Under the hood for me will be option 4. No checking really is no problem at all if you more or less are an experienced user really take the time to understand how the program works. And when I say it may not work is not like the check is needed is more like I don't check user submits the job and then knows there is a problem. Experienced user won't suffer for that. One gets used to check beforehand or really prepare the source files the way the program can work with them without problems. Users that are not that experience in using computers can get discourage and may abandon the idea that the program is useful at all. Once you now what to expect no checking is really the way to go.

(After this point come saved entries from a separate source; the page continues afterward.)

PR #1232, opened 2023-01-02
ENH: Handle default branch

### LINKED ISSUE #1231: BUG: `git` testsuite fails with `init.defaultBranch`
A lot of tests assume that when `git` repositories are created, the initial branch is `master`. This is still the default (hence no CI failures) but many users will have it set to something else. Anything else causes the test-suite to fail (all the shell commands error out when pointing to the wrong initial branch).

Reproducer:

```bash
git config --global init.defaultBranch main
pytest tests
```

HaoZeke:
Closes #1231. The general implementation is essentially [EAFP](https://docs.python.org/3/glossary.html#term-EAFP) and is a little clunky, but hopefully at some point the entire `git.py` plugin will go away in favor of say, [pygit2](https://www.pygit2.org).

Some implementation details are highlighted in the comments.

### DIFF
--- a/asv/plugins/git.py
+++ b/asv/plugins/git.py
@@ -15,12 +15,15 @@ from .. import util
 
 class Git(Repo):
     dvcs = "git"
-    _default_branch = "master"
 
     def __init__(self, url, mirror_path):
         self._git = util.which("git")
         self._path = os.path.abspath(mirror_path)
         self._pulled = False
+        # default branch
+        self._default_branch = self._run_git(['config',
+                                              'init.defaultBranch'],
+                                             cwd=None)
 
         if self.is_local_repo(url):
             # Local repository, no need for mirror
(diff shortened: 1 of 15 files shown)


asv/plugins/git.py
```diff
@@ -15,12 +15,19 @@
...
 
     def __init__(self, url, mirror_path):
         self._git = util.which("git")
         self._path = os.path.abspath(mirror_path)
         self._pulled = False
+        # default branch
+        try:
+            self._default_branch = self._run_git(['config',
+                                                  'init.defaultBranch',
+                                                  ], display_error=False,
```
HaoZeke, line 27: Without `display_error=False`, tests which capture `stderr` and `stdout` to test against reference strings fails.

rgommers:
A late comment now that I'm seeing this: conceptually this isn't quite right. `git config` reads first repo-local and then global config. Repo-local config is usually empty, so it falls back to global. I just tried in a repo which still uses `master`, and am (as expected) getting `main` as the answer from `git config init.defaultBranch`. To fix it, `.git/config` needs to have:
```
[init]
	defaultBranch = main
```
I'd think it would be a lot easier to just add the config value to `asv.conf.json`.

PR #970, opened 2021-06-23
add support for mamba

jaimergp:
Trying to add support for `mamba` envs. Closes #962.

Should `mamba` be part of the tool autodiscovery mechanism specified in [`pythons`](https://asv.readthedocs.io/en/stable/asv.conf.json.html#pythons)? It's not clear to me how one can prioritize the env type [here](https://github.com/airspeed-velocity/asv/blob/master/asv/environment.py#L404).

Issue #908, opened 2020-02-24
REF: install asv in the profiled environment


jbrockmendel:
Having asv install itself in the profiled environment would open up a lot of options.  In particular, I think it would be necessary for something like #482 to be implemented.

I'd like to poke at this and see what it makes possible, but my first couple attempts at injecting asv into the environment failed.  @pv is there an easy way to do this?

HaoZeke:
Not required anymore. `asv_runner` is installed per environment, and includes decorators.

PR #1234, opened 2023-01-03
MAINT: Fixup and remove bundled dependencies

HaoZeke:
This supersedes https://github.com/airspeed-velocity/asv/pull/1225 and https://github.com/airspeed-velocity/asv/pull/1211.

Also closes https://github.com/airspeed-velocity/asv/issues/1139.

cc @mattip


HaoZeke:
These pass locally, will debug soon.

mattip:
This could use a refresh

asv/benchmark.py
```diff
@@ -704,16 +705,22 @@ def __init__(self, name, func, attr_sources):
...
-        # the asv package in the benchmarking process.
-        path = os.path.join(
-            os.path.dirname(__file__), 'extern', 'asizeof.py')
-        asizeof = importlib.machinery.SourceFileLoader('asizeof', path).load_module()
+        if ON_PYPY:
+            raise NotImplementedError("asizeof doesn't work on pypy")
+            return
+
+        try:
+            subprocess.check_output(['python', "-mpip", "install", 'pympler'])
```
HaoZeke, line 713: This works with all three environment backends, `conda`, `mamba` (as of #970) and `virtualenv` but is syntactically less than ideal. A better approach would be to modify the constraints of the `environment` class which is the base of all the backends.. Though YAGNI probably.

mattip:
After the move from setup.cfg to pyproject.toml this now has conflicts.

HaoZeke:
This seems to run locally on machines I test, will look into the build failure in more detail, it seems like `pip` cannot install anything on the CI...

.github/workflows/ci.yml
```diff
@@ -37,7 +37,7 @@ jobs:
         run: pip install .
 
       - name: Run tests
-        run: python -m pytest -v --timeout=1800 --durations=20 test
+        run: python -m pytest -v --timeout=1800 --durations=20 test -k test_runner
```
HaoZeke, line 40: This is a temporary change to fail fast when the `mem` benchmark doesn't work.

asv/benchmark.py
```diff
@@ -704,16 +706,35 @@ def __init__(self, name, func, attr_sources):
...
+                if os.path.isfile(python_path) and os.access(python_path, os.X_OK):
+                    cand_path = Path(python_path).parent.parent / "lib"
+                    asizeof_paths = [x for x in cand_path.rglob("asizeof.py")]
+                    if len(asizeof_paths) > 0:
+                        # FIXME: This will return the first path found
+                        asizeof = importlib.machinery.SourceFileLoader(
+                            "asizeof", str(asizeof_paths[0])
+                        ).load_module()
+                        return asizeof
+            return NotImplementedError("asizeof not found anywhere")
```
HaoZeke, line 726: This is a horrible hack, mostly because of persistent CI failures. A much nicer approach is to ensure either that the `virtualenv`, `mamba`, and `conda` environments always adds `pympler`, or even cleaner and less obtrusively, the approach in https://github.com/airspeed-velocity/asv/pull/1234/commits/c1245ccc34e3bec18c2cbb041402e6de414ce96e

Basically:
```python
        try:
            from pympler.asizeof import asizeof
        except ImportError:
            try:
                subprocess.run([sys.executable, "-m", "pip", "install", "pympler"], check=True)
                from pympler.asizeof import asizeof
            except (subprocess.CalledProcessError, ImportError) as e:
                raise NotImplementedError(f"Failed to install pympler: {e}")
```

Which works locally but fails on the CI persistently with `versions none` from `pip install`.

HaoZeke:
Not sure about the AppVeyor build, the environment needs to have both `json5` and `pympler` installed now.

asv/benchmark.py
```diff
@@ -704,16 +707,64 @@ def __init__(self, name, func, attr_sources):
...
-        # the asv package in the benchmarking process.
-        path = os.path.join(
-            os.path.dirname(__file__), 'extern', 'asizeof.py')
-        asizeof = importlib.machinery.SourceFileLoader('asizeof', path).load_module()
+        if ON_PYPY:
+            raise NotImplementedError("asizeof doesn't work on pypy")
+            return
+
+        def import_asizeof():
+            """Import asizeof, searching system Pythons in PATH."""
```
mattip, line 715: Why do we need all this? If the import fails, can't we just fail the run?

HaoZeke: The problem here is that the import fails where it shouldn't, e.g. on the CI. This seems to be because of the process isolation (each ASV run is in a different subprocess). Perhaps, now that I'm thinking about it, it would be cleaner to instead import `asv` itself, which would automatically bring in `pympler` and is discussed in https://github.com/airspeed-velocity/asv/issues/908

HaoZeke: If I went with that approach then the Import Mechanism would instead load ASV rather than `asizeof`, but I'm not sure how to simplify this further without breaking the subprocess approach.

mattip:
I am fine to merge this as-is and then to iterate on solving the import problem, what do you think?

HaoZeke:
> I am fine to merge this as-is and then to iterate on solving the import problem, what do you think?

Sure that sounds great.

PR #351, opened 2022-01-07
BUG-FIX for overwriting aws credentials

dkarvounaris:
This keeps overwriting /root/.aws/credentials with the access key, where the secret key is required, which leads to S3 backups failing "mysteriously".
Wrong variable name is being used.


jcameron:
Thanks for the fix!

PR #379, opened 2022-03-16
Remove download immediately option

iliajie:
I propose deleting this (download immediately) option as it requires opening a new tab, can hang for quite some time on large backups without showing any progress.


jcameron:
Maybe let's wait until the next release, as the "download via link" option hasn't launched yet, and there may be bugs.

iliarostovtsev:
Sounds reasonable. Although, I have tried "download via link" option many times and never experienced any issues.

jcameron:
Let's wait till after this release.

iliajie:
Let's remove it already?

jcameron:
Have we had a release that included the new "download via link" feature?

iliajie:
Yes, it's already been with Virtualmin 7.1 release for a while.

PR #382, opened 2022-04-05
Fix to make sure that actual shell exists

iliajie:


iliajie:
Can we use `ldd $ushell_cmd | grep "=> /" | awk '{print $3}'` to get shell's shared libs and copy it to jail?

swelljoe:
Wait. This does exactly what I insisted cannot be done. We cannot copy arbitrary user shells into the jail. It is not safe to do that. The user may be able to control their shell, and users _cannot_ be allowed to control what goes into the jail.

I said adding rbash was OK. I said adding other shells was OK. But, adding _anything_ the user wants is _not_ OK.

iliajie:
> I said adding rbash was OK. I said adding other shells was OK.

Umm, i got it. Isn't my patch only dealing with shells?

>  But, adding anything the user wants is not OK.

I don't understand how and where I'm adding anything else but shell related? Are we on the same page here? :)

iliajie:
Alright, then we can add more shells to `[basicshell]` but that will be hardcoded. I suppose is that what we want?

swelljoe:
>Umm, I got it. Isn't my patch only dealing with shells?

Users can control their own shells. You cannot allow a user to control what goes into the jail. Your patch copies any user shell into the jail. Thus, the user can potentially control what goes into the jail. This _cannot_ happen.

You can add other shells into the default jail configuration, if you'd like. You can't make it so that a user gets to pick what gets put into the jail.

swelljoe:
To be clear: The "shell" field in passwd can potentially point to _any_ command. You keep saying "shell" as though there is some magical meaning to it. But, login shell can potentially be literally any command on the system. You cannot allow users to control what goes into the jail.

iliajie:
> The "shell" field in passwd can potentially point to _any_ command. You keep saying "shell" as though there is some magical meaning to it. But, login shell can potentially be literally any command on the system. You cannot allow users to control what goes into the jail.

That makes more sense. I will get back. Appreciate your comments!

swelljoe:
> Alright, then we can add more shells to [basicshell] but that will be hardcoded. I suppose is that what we want?

Yes, that's fine. Hardcoded is the only thing that is reasonable/safe!

PR #392, opened 2022-05-06
Subject for completed backup mails are wrong

PitWenkin:
Fully completed backups and backups that where completed but where the deletion of older backups failed have their subject lines switched


jcameron:
Thanks for the fix!

Issue #164, opened 2020-05-18
Postgrey PID unwritable in default location


ChristopherW:
On my CentOS 7 install, with Postgrey 1.34 from EPEL, it installs a systemctl file to

`/etc/systemd/system/multi-user.target.wants/postgrey.service`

Thank you for the time and your input is greatly appreciated. Remember there is a wish list you can suggest changes and additions and hope that I can do them.

I already started working with this and it is a little to interesting. Right now it is not triggering the full check on some occasions and crashing. At least is crashing on me the problem right now is the time I won't be able to do much until after 3 or 4 days.

The output for the analysis make take considerable time I have to workaround the GUI issues if the analysis takes long and there is no output is no good.

VegethB commented 3 years ago

Under the hood for me will be option 4. No checking really is no problem at all if you more or less are an experienced user really take the time to understand how the program works. And when I say it may not work is not like the check is needed is more like I don't check user submits the job and then knows there is a problem. Experienced user won't suffer for that. One gets used to check beforehand or really prepare the source files the way the program can work with them without problems. Users that are not that experience in using computers can get discourage and may abandon the idea that the program is useful at all. Once you now what to expect no checking is really the way to go.

Ah ... ok then you should just put the settings override switch (so the expert user will know that he is disabling the analysis).

Remember there is a wish list

🤔 Where is it? The github "discussions" page is not there. The projects page is empty and in the issues there is nothing open that means "wish list".

Surely it's me (I'm always getting lost on these things) but I can't find the wish list.

Thank you for the time and your input is greatly appreciated

I thank you for sharing this life-saving program with the web. Usually these tools are only ever immense and incomprehensible command lines. If it weren't for this software I would have given up making mkv muxes.

akai10tsuki commented 5 months ago

Closing old issues if still using new version and the problem persist please reopen.